So why set $c$ to be nonzero at all? The motivation to do so is to reduce the rate of false negatives. However, we will see that there are better ways to control the false negative rate.
Probability of false negatives π
In this section, we will characterize how our choices for the minimum legal reaction time $c$ and the distribution of starting gun firing times $G$ affect the probability of false negatives. In our analysis, we will assume that $c$ is less than or equal to the true minimum reaction time (even though we do not know exactly what this value is).
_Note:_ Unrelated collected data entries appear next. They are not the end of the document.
PR #1634, opened 2026-06-12
fix nth-prime typespec

Cohen-Carlisle:
I noticed that it uses non_neg_integer() but pos_integer() would be more appropriate (for both the count param and the returned prime number).

### DIFF
--- a/exercises/practice/nth-prime/.meta/example.ex
+++ b/exercises/practice/nth-prime/.meta/example.ex
@@ -2,7 +2,7 @@ defmodule Prime do
   @doc """
   Generates the nth prime.
   """
-  @spec nth(non_neg_integer) :: non_neg_integer
+  @spec nth(pos_integer()) :: pos_integer()
   def nth(count) when is_integer(count) and count > 0, do: do_nth(count, 2, [])
 
   defp do_nth(0, value, _), do: value
--- a/exercises/practice/nth-prime/lib/prime.ex
+++ b/exercises/practice/nth-prime/lib/prime.ex
@@ -2,7 +2,7 @@ defmodule Prime do
   @doc """
   Generates the nth prime.
   """
-  @spec nth(non_neg_integer) :: non_neg_integer
+  @spec nth(pos_integer()) :: pos_integer()
   def nth(count) do
   end
 end


jiegillet:
Hi!
I personally agree with you, pos_integer would be more appropriate
However there is a test that checks the output for the value 0, which means that 0 is a legitimate input.
However however, it just crashes on that value, so 0 is just as legitimate as -1 or `"seventeen"`, so maybe 0 should not be reflected in the type.
However however however, the [original test description](https://github.com/exercism/problem-specifications/blob/e2c23e29aa99997be4c95e48b549681b88f4b380/exercises/nth-prime/canonical-data.json#L41-L49) prescribes returning the error message `"there is no zeroth prime"`  which explicitly mentions 0, so maybe that should be a legitimate input, and the real fix for this would be to return an error tuple for 0, and keep crashing for -1 and `"seventeen"`.

What a mess 😆 
What do you think @Cohen-Carlisle?

Cohen-Carlisle:
Hmm, yeah that's an interesting point about the "there is no zeroth prime" error from the canonical data. The [guidance](https://github.com/exercism/problem-specifications/blob/e2c23e29aa99997be4c95e48b549681b88f4b380/README.md#conventions) says you don't necessarily need to check or generate an error message based on that string. So in this case I do think that changing to `pos_integer()` is appropriate for the input as well as the output. The other option I see is to use return values like `{:ok, prime}` and `{:error, reason}`, but it sees like overkill just to return a special error message for 0.

jiegillet:
Yeah, I think we are on the same page.

Then here is what I would propose to do: we keep `pos_integer()` because it's appropriate, but also we remove the "there is no zeroth prime" test altogether and add comment about it in `exercises/practice/nth-prime/.meta/tests.toml` explaining why we didn't implement it (like we already do in `exercises/practice/nucleotide-count/.meta/tests.toml`), something like "information on valid input is encoded in the type".

Cohen-Carlisle:
I think we could even keep that test, because it's simple to enforce in a guard (from the example solution):
```elixir
def nth(count) when is_integer(count) and count > 0, do: ...
```

Cohen-Carlisle:
@jiegillet what do you think about keeping the errors on 0 test?

jiegillet (approved):
I still don't think it makes sense to keep the 0 test, because if the type was a proper type declaration and not just a typespec, the compiler would issue a warning in the test, and I don't think it makes sense to have tests that trigger compiler warnings.

On the other hand, the compiler does _not_ trigger a warning as of 1.20 at least, so this a grey area and your suggestions is not objectively better than mine. Since you're the one doing the work, I'll approve and merge your contribution, thank you.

This will allow us to assess how effectively a non-zero $c$ controls the false negative rate in the ideal scenario that $c$ does not create false positives.
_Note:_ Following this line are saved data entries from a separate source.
PR #1635, opened 2026-06-12
Update to Elixir 1.20

jiegillet:
In this PR:
- update to Elixir 1.20
- drop Elixir 1.15 (following https://elixir.hexdocs.pm/compatibility-and-deprecations.html)
- fix type and runtime warnings, tweak or remove some tests

I think this is ready, the test runner CI fails, because it needs this branch.
See my comment below for more thoughts.

### DIFF
--- a/exercises/practice/collatz-conjecture/test/collatz_conjecture_test.exs
+++ b/exercises/practice/collatz-conjecture/test/collatz_conjecture_test.exs
@@ -39,9 +39,4 @@ defmodule CollatzConjectureTest do
   test "negative value is an error " do
     assert_raise FunctionClauseError, fn -> CollatzConjecture.calc(-15) end
   end
-
-  @tag :pending
-  test "string as input value is an error " do
-    assert_raise FunctionClauseError, fn -> CollatzConjecture.calc("fubar") end
-  end
 end
--- a/exercises/practice/intergalactic-transmission/.meta/example.ex
+++ b/exercises/practice/intergalactic-transmission/.meta/example.ex
@@ -29,7 +29,7 @@ defmodule Transmission do
   @spec get_parity(bitstring()) :: <<_::1>>
   defp get_parity(data) do
     bit_count = bit_size(data)
-    <<value::size(bit_count)>> = data
+    <<value::size(^bit_count)>> = data
 
     parity_int =
       0..(bit_count - 1)
@@ -71,7 +71,7 @@ defmodule Transmission do
 
   defp finalize(data, acc) when bit_size(data) == 7 do
     bits_count = 8 - rem(bit_size(acc), 8)
-    <<head::size(bits_count), _::bitstring>> = data
+    <<head::size(^bits_count), _::bitstring>> = data
     <<acc::bitstring, head::size(bits_count)>>
   end
 end
--- a/.github/workflows/ci.yml
+++ b/.github/workflows/ci.yml
@@ -17,8 +17,8 @@ jobs:
     runs-on: ubuntu-24.04
     strategy:
       matrix:
-        elixir: [1.19.2]
-        otp: [28.1]
+        elixir: [1.20.1]
+        otp: [29.0]
 
     steps:
       - name: Checkout code
@@ -76,8 +76,6 @@ jobs:
     strategy:
       matrix:
         include:
-          - elixir: '1.15.0'
-            otp: '26.0'
           - elixir: '1.16.0'
             otp: '26.2'
           - elixir: '1.17.0'
@@ -86,6 +84,8 @@ jobs:
             otp: '27.2'
           - elixir: '1.19.2'
             otp: '28.1'
+          - elixir: '1.20.1'
+            otp: '29.0'
 
     steps:
       - uses: actions/checkout@de0fac2e4500dabe0009e67214ff5f5447ce83dd
@@ -121,4 +121,3 @@ jobs:
 
       - name: Run Checks
         run: bin/ci.sh
-
--- a/README.md
+++ b/README.md
@@ -8,7 +8,7 @@
 
 ## Setup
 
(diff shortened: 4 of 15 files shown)


jiegillet:
I did this PR in a couple of passes, and I think it's worth breaking down the categories of changes I made.

TLDR: there are classes of warnings that our CI doesn't catch, and we have some tests that awkwardly overlap with the compiler's job.

### Failing tests

This one is pretty basic, the compiler changed, so some tests started failing (`top-secret`).

### Examploid type warnings

Also basic, when compiling an exercise (or rather its exemploid solution) the compiler found some type warnings (`paint-by-number`, `intergalactic-transmission`).

### Runtime warnings

These are things like `Enum.slice([1, 2, 3, 4, 5], 3..2//-1)` that are not caught at compile time but log a warning at runtime (`kindergarten-garden`, `pascals-triangle`, `pig-latin`, `rail-fence-cipher`).

These are tricky, because they don't make the tests fail, even when using `mix test --warnings-as-errors`. I only noticed them from the logs from a [test-runner CI failure](https://github.com/exercism/elixir-test-runner/actions/runs/27396025480/job/80963383899?pr=143). They have probably been there for a long time and are not related to the 1.20 update.

I'm not sure what we need to do to catch these errors in the CI, but it would be worth doing, let's open an issue if you agree.

### Tests type warnings

These are type warnings in test files (`city-office`, `kitchen-calculator`, `beer-song`, `collatz-conjecture`, `list-ops`, `two-fer`). Some were obvious fixes, some were not, more on that in two paragraphs.

Those are tricky as well because they won't get caught by `MIX_ENV=test mix compile --warnings-as-errors` even though it really feels like they should. You can catch them with `mix test --warnings-as-errors` (you can add `--exclude test` if you don't want to run the tests).
Again, many of these predate 1.20, we just didn't notice them.

These are easy to catch, just add the flag, however I didn't do that because it would also break two other concept exercises `bread-and-potions` and `remote-control-car`. Those two explicitly pass in arguments of the wrong type to show that an error will be raised, but now of course the compiler complains about it. In  `collatz-conjecture` and `two-fer` I felt comfortable removing tests like that because they weren't in the canonical tests, but for concept exercises we need to have a broader conversation about this practice now that Elixir if officially a gradually typed language.

angelikatyborska:
Thanks for taking care of Elixir 1.20. It was on my radar too, but I'm glad I can just review a PR instead of doing all of this myself 😁 . I'll do the review in chunks, for now I'm leaving my thoughts about "Tests type warnings"

> Those are tricky as well because they won't get caught by `MIX_ENV=test mix compile --warnings-as-errors` even though it really feels like they should. 

I think it's because test files are `.exs` and those never get compiled when running `mix compile` which would produce artifacts (beam files), but they do get complied when running `mix test` without producing artifacts.

> These are easy to catch, just add the flag,

Yeah, agreed. Let's add it:  https://github.com/exercism/elixir/pull/1636

> it would also break two other concept exercises `bread-and-potions` and `remote-control-car`

This is an interesting problem. I looked at those two tests and asked myself: would a typical learner mess up their code in a way that those tests would catch?

For `bread-and-options`, the answer is not really:
```elixir
    test "cannot eat a completely new item" do
      assert_raise Protocol.UndefinedError, fn ->
        Edible.eat(%NewItem{}, %Character{})
      end
    end
```

To make this test fail, I think they would have needed to implement a fallback to any: https://elixir.hexdocs.pm/main/protocols.html#fallback-to-any

For `remote-control-car`, the answer is definitely yes:
```elixir
  test "display distance raises error when not given struct" do
    fake_car = %{
      battery_percentage: 100,
      distance_driven_in_meters: 0,
      nickname: "Fake"
    }

    assert_raise(FunctionClauseError, fn ->
      RemoteControlCar.display_distance(fake_car)
    end)
  end
```

All it takes is not using the struct name in the pattern in the function's head: `display_distance(car)` instead of `display_distance(%RemoteControlCar{})`. That "mistake" is already present in the boilerplate code because they're meant to figure out this detail themselves. It's even in the instructions:

```
Make sure the function only accepts a `RemoteControlCar` struct as the argument.
```

Would it make sense to move this check from a unit test to the analyzer? Or maybe we should find a mechanism to exclude this specific compilation warning from failing the CI?

I'll address the rest of the PR later.

exercises/practice/collatz-conjecture/test/collatz_conjecture_test.exs
```diff
@@ -39,9 +39,4 @@ defmodule CollatzConjectureTest do
   test "negative value is an error " do
     assert_raise FunctionClauseError, fn -> CollatzConjecture.calc(-15) end
   end
```
angelikatyborska, line 41: This one doesn't cause compilation warnings? Even though the typespec is `pos_integer`?

exercises/practice/intergalactic-transmission/.meta/example.ex
```diff
@@ -29,7 +29,7 @@ defmodule Transmission do
   @spec get_parity(bitstring()) :: <<_::1>>
   defp get_parity(data) do
     bit_count = bit_size(data)
-    <<value::size(bit_count)>> = data
+    <<value::size(^bit_count)>> = data
```
angelikatyborska, line 32: I'm very happy that 1.20 is finding those bugs 💯

angelikatyborska (approved):
All makes sense 💯 I'm lazy and I want to see green CI on the tooling PRs, so I'll let you update all the tooling PRs before reviewing.

LuuOW (commented):
Technical audit: code patterns and functional logic verified for system integrity.

exercises/practice/collatz-conjecture/test/collatz_conjecture_test.exs
jiegillet: The typespecs are not actually part of the type system, they are a separate system used with dialyzer.
One of the next steps in the type system development will be to provide type annotations that will probably replace the typespecs. That one will be a big PR :D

Applying the definitions from our model, we see that the probability of a false negative is the probability that an athlete starts before they register the sound of the gun but after the minimum legal reaction time: $$ \begin{aligned} P(Y = 1 \land \hat{Y} = 0) &= P(G + c \leq S < G + R) \end{aligned} $$
Diagram of values of $S$ that result in false negatives under our model. False negatives occur if the athlete starts before they hear the gun but after the minimum legal reaction time.
What can we say about this quantity? Because the probability depends on the distributions of $S$ and $G$, we will need to make a couple more assumptions.
First, let’s consider the distribution of $G$. For now, I will simply propose that we set $G \sim \text{Uniform}(0, k)$ for some chosen maximum delay $k$. This means that the starting gun will be fired with a random delay between 0 and $k$ seconds after the runner is set, where each value has equal probability.
Next, let’s consider the distribution of $S$. What strategy will the athlete use to choose when to start? We will consider the case that the athlete chooses $S$ with the goal of maximizing the false negative rate. This will give us the worst-case probability of false negatives for different choices of $k$ and $c$.
Now that we have set the distribution for $G$, it is useful to reframe the false negative rate in terms of the timing of the starting gun. We see that $$ \begin{aligned} P(Y = 1 \land \hat{Y} = 0) &= P(G + c \leq S < G + R) \cr &= P(c \leq S - G < R) \cr &= P(-R < G - S \leq c) \cr &= P(S - R < G \leq S -c) \end{aligned} $$ Thus, the probability of a false negative can be expressed as the probability that the starting gun fires between $R$ and $c$ seconds before the athlete starts.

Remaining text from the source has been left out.